Work changed for most people during the COVID-19 pandemic. For writers and thinkers, including best-selling author Ayaan Hirsi Ali, the question was clear: How does someone who relies on public speaking to get her message out when public events pose a health risk?

The answer, in part, is the Ayaan Hirsi Ali podcast, launched earlier this year.

Hirsi Ali is a Somali native who fled a forced marriage to a cousin, became a member of the Dutch Parliament, and has faced death threats from Islamist terrorists who see her as a blasphemer and apostate.

She is accustomed, therefore, to tackling new experiences. Still, before starting in broadcasting, Hirsi Ali consulted her friend, neuroscientist, author, and veteran podcaster Sam Harris.

“He said, ‘it’s a guilty secret,'” Hirsi Ali told the Investigative Project on Terrorism. “And I agree with him totally. I get to read the works of other people. And then I choose the conversation I want to have and whom I want to have it with. And that’s what I share with my audience.”

Hirsi Ali’s remarkable life is an open book. She chronicled the beatings and female genital mutilation she suffered growing up in a conservative African Muslim family, and her eventual decision to leave the faith, in Infidel. She followed that with Nomad, which builds on her upbringing, her path to Europe and, ultimately, the United States.

She also has examined the need for a reformation in Islam in Heretic, and her new book, PreyImmigration, Islam, and the Erosion of Women’s Rights, tackles the difficult conversation about physical and cultural threats to Western women brought by young Muslim male migrants.

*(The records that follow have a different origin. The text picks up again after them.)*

PR #657, opened 2024-07-12
components: Add `icon` to `OpenButton`

tymmesyde:
#### Checklist

- [x] cargo fmt
- [x] cargo clippy
- [x] cargo test
- [x] updated CHANGES.md

### DIFF
--- a/CHANGES.md
+++ b/CHANGES.md
@@ -1,6 +1,7 @@
 # Changelog
 
 ## Unreleased
++ components: Add `icon` to `IconButton`
 
 ## 0.9.0 - 2024-7-12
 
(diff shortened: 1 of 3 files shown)


AaronErhardt (commented):
Thanks! The code looks good, but unfortunately this is a breaking change and won't make it until Relm4 0.10 I'm afraid. Are you fine with using Relm4 from git or should we publish an early alpha release of Relm4 0.10 to make this work?

tymmesyde:
> Thanks! The code looks good, but unfortunately this is a breaking change and won't make it until Relm4 0.10 I'm afraid. Are you fine with using Relm4 from git or should we publish an early alpha release of Relm4 0.10 to make this work?

No problem, it can wait!

AaronErhardt (approved):

PR #663, opened 2024-07-24
Ignore sending error if async component was dropped quickly

nazar-pc:
#### Summary

As discussed on Matrix, this may cause panic if factory element is dropped too quickly

#### Checklist

- [ ] cargo fmt
- [ ] cargo clippy
- [ ] cargo test
- [ ] updated CHANGES.md

### DIFF
--- a/CHANGES.md
+++ b/CHANGES.md
@@ -3,7 +3,9 @@
 ## Unreleased
 
 ### Fixed
+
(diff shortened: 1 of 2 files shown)


AaronErhardt:
Looks good, but it would be great if you could add an entry to the changelog :)

nazar-pc:
Rebased on `main` and updated changelog

AaronErhardt (approved):
Thanks!

PR #682, opened 2024-09-13
Add `notify_filter_changed` function to typed views

ilya-zlobintsev:
#### Summary

This PR adds a `notify_filter_changed` function to all of the typed list abstractions. This is useful for making dynamic filters where the result may change between evaluations.

For example, I'm trying to make a text filter for a `TypedListView` where the user can filter items by entering text in a `SearchEntry`.

The filter looks like this:
```rust
        model.list_view.add_filter({
            let search_entry = widgets.search_entry.clone();
            move |item| {
                item
                    .name
                    .to_lowercase()
                    .contains(&search_entry.text().to_lowercase())
            }
        });
```

Currently to force this filter to update, you either have set it to inactive and then active, or completely re-add it to the list view on every input change.

With this function, I can simply notify that the filter has changed:
```rust
            AppMsg::FilterChanged(filter) => {
                if filter.is_empty() {
                    self.list_view.set_filter_status(0, false);
                } else {
                    self.list_view.set_filter_status(0, true);
                    self.list_view.notify_filter_changed(0);
                }
            }
```

#### Checklist

- [X] cargo fmt
- [X] cargo clippy
- [X] cargo test
- [X] updated CHANGES.md

### DIFF
--- a/CHANGES.md
+++ b/CHANGES.md
@@ -5,6 +5,7 @@
 ### Changed
 
 + core: Add more async factory types to prelude
++ core: Add `notify_filter_changed` to typed views to allow dynamic filters
 + components: Hide recent button from `OpenButton` component when there is no entries
 
 ### Fixed
--- a/relm4/src/typed_view/column.rs
+++ b/relm4/src/typed_view/column.rs
@@ -309,9 +309,14 @@ where
 
     /// Notify that a certain filter has changed.
     /// This causes the filter expression to be re-evaluated.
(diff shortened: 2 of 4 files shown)


AaronErhardt (changes requested):
Thanks! Code looks good, but it would be nice to have a `bool` as returned type to indicate whether something happened, similar to `set_filter_status`. (Plus adding some docs about the return type would be great)

AaronErhardt (approved):
Thanks!

PR #3, opened 2025-04-14
[CLD-127]: ci: setup go releaser

graham-chainlink:
- Add push tag workflow
- setup goreleaser config
- npm commands to running changeset release

JIRA: https://smartcontract-it.atlassian.net/browse/CLD-127

### DIFF
--- a/.github/workflows/push-tag-release.yml
+++ b/.github/workflows/push-tag-release.yml
@@ -1,0 +1,41 @@
+name: push-tag-release
+
+on:
+  push:
+    tags:
+      - v*
+
+jobs:
+  cicd-publish-release:
+    runs-on: ubuntu-latest
+    permissions:
+      id-token: write
+      contents: write
+      actions: read
+    steps:
+      - name: cicd-publish-release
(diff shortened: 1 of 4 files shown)


.github/workflows/push-tag-release.yml
```diff
@@ -0,0 +1,66 @@
...
+
+  ci-test:
+    runs-on: ubuntu-latest
+    permissions:
+      id-token: write
+      contents: read
+      actions: read
+    steps:
+      - name: ci-test
+        uses: smartcontractkit/.github/actions/ci-test-go@eeb76b5870e3c17856d5a60fd064a053c023b5f5 # ci-test-go@1.0.0
```
jkongie, line 32: Do we actually need this to run on release?

Since it's not a `needs` on the publish, they are just running and are not a blocker for a release

graham-chainlink: oh nice pick up, i copied this from MCMS, but i think you are right, the changesets raise a PR before pushing a tag, that PR will have all the required ci checks so we dont have to duplicate here again. 

Removing it.

PR #8, opened 2025-04-15
[CLD-160]: ci: setup changeset workflow

graham-chainlink:
Add push main workflow to trigger changeset bot and version PR

Also set the version in package.json to 0.0.1 to start with.

JIRA: https://smartcontract-it.atlassian.net/browse/CLD-160

### DIFF
--- a/go.mod
+++ b/go.mod
@@ -1,4 +1,4 @@
-module chainlink-deployments-framework
+module github.com/smartcontractkit/chainlink-deployments-framework
 
 go 1.24.1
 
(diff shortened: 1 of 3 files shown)


go.mod
```diff
@@ -1,4 +1,4 @@
-module chainlink-deployments-framework
+module github.com/smartcontractkit/chainlink-deployments-framework
```
graham-chainlink, line 1: This was incorrect before, module should have the full github name

PR #29, opened 2025-04-22
AddressBook to DataStore adapter

akuzni2:
Adds an adapter to convert between AddressBook and Datastore.

Some components still use AddressBook instead of the newer DataStore. This is helpful to temporarily allow components to switch back from DataStore to AddressBook for backward compatibility so that components using either AddressBook or DataStore can function while waiting for the common codebase to fully upgrade from AddressBook to DataStore.

### DIFF
--- a/deployment/address_book_adapter.go
+++ b/deployment/address_book_adapter.go
@@ -1,0 +1,72 @@
+package deployment
+
+import (
+	"github.com/smartcontractkit/chainlink-deployments-framework/datastore"
+)
+
+// AddressBookToDataStore converts an AddressBook to a DataStore
+// AddressBook is deprecated and will be removed in the future. You can use this function to migrate or interact with legacy code that uses AddressBook.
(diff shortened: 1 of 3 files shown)


akuzni2:
I am using this pattern in my changesets currently as MCMS changeset, deploy link token changeset are not using datastore yet

deployment/address_book_adapter.go
```diff
@@ -0,0 +1,72 @@
...
+	}
+
+	for chainSelector, chainAddresses := range addresses {
+		for address, tv := range chainAddresses {
+			addressRef := datastore.AddressRef{
+				Address:       address,
+				ChainSelector: chainSelector,
+				Labels:        datastore.LabelSet(tv.Labels),
+				Type:          datastore.ContractType(tv.Type),
+				Version:       &tv.Version,
```
giogam, line 34: Just a heads-up: if you don’t set a qualifier for the address ref, any duplicate combination of chain selector, contract type, and version will generate the same key and cause a clash. So if your addressbook has multiple records with the same contract, version, and chain, add will throw an error.

PR #30, opened 2025-04-24
Data store/add address filter

akuzni2:
Add an address filter. Usecase I have for this is to quickly check if the contract address I have is the expected one
```
records := store.Filter(
			AddressRefByAddress("0x1234"),
			AddressRefByChainSelector(1),
			AddressRefByType(ContractType("MyType")),
			AddressRefByVersion("0.5.0"),
		)

if len(records) == 1 .... 

```

It probably should have it's own dedicated function in the datastore to get a single expected record.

Thus far, podcast episodes have focused on issues ranging from immigration and integration, to climate change, to honor violence. But it is the threat to free speech that seems to dominate her thinking. She described “very healthy conversations” she used to enjoy with scholars at more liberal think tanks when she worked at the American Enterprise Institute in Washington.

“Everything was on the table,” Hirsi Ali said. “It’s not like that anymore.”

Today, people seem to speak in slogans, and feelings have replaced facts and data. Those who dare to disagree, or who say something provocative, can face a mob of self-righteous activists seeking to punish the offender.

It is “not the center-left liberals, but the Woke liberals,” she said. “Honestly, these people are not liberal in any way. They demonstrate that they’re illiberal. They want you to be either a member of their tribe and agree with them, do as they say, promote the tribal interest, or look outside and look at the others and only feel hostile to them.

 

“I know that from my clan life. I come from Somalia. that’s exactly how all our civil wars were. Just that attitude. The other clan is not just the other clan. They are not fellow human beings. They are enemies to be destroyed.”

 

She previously saw this closing of the minds while living in the Netherlands.

Western civilization was bashed as inherently racist, colonialist and destructive. So if immigrants came into the country and brought some dangerous ideas about the treatment of women, some people would argue not to judge or intervene.

 

Criticizing, or just calling attention to the way Islam treats women or gay people, was considered out of bounds.

“I remember thinking, ‘this is madness, and obviously at some point it is going to stop,'” Hirsi Ali said. “It didn’t stop. It got worse and worse. The Islamists became successful in their endeavors to shut down the voices of people like me. We got the label ‘Islamophobes.’ And anybody who even posed the slightest question would just get this stamped on them.”

She sees “Wokeism” as the American iteration of this attitude.

When an Iraqi immigrant ran over and killed his daughter outside Phoenix in 2009 because, in his mind, her Westernized lifestyle brought dishonor to the family, it failed to spark much debate about honor violence or the culture that fosters the very idea that dishonor should be met with violence. Such violence, even when it’s short of murder, often includes help from several members of the family.

But as she discussed with Detective Chris Boughey, those who aid and abet often escape punishment. That’s what happened in the Almaleki case, when only Faleh Almaleki faced charges.